• [EXERCISE DESCRIPTION]:
Give the number of lines below that contain the word "with", and nothing else.

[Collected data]
————

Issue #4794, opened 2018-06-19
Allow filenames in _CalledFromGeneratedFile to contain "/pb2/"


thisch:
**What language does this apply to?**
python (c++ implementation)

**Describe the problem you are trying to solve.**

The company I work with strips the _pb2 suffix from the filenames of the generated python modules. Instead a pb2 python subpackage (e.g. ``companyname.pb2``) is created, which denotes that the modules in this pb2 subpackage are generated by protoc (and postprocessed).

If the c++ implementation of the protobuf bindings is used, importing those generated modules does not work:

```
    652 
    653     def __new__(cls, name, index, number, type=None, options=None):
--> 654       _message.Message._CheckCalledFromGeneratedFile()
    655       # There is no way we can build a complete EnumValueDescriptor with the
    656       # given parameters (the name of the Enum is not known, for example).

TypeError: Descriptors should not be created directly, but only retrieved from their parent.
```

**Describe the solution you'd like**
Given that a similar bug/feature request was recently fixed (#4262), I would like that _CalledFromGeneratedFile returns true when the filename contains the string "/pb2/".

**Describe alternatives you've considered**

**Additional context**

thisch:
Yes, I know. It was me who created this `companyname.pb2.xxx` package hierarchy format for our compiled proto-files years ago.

————

• [SOLUTION FOR THIS TASK]:
2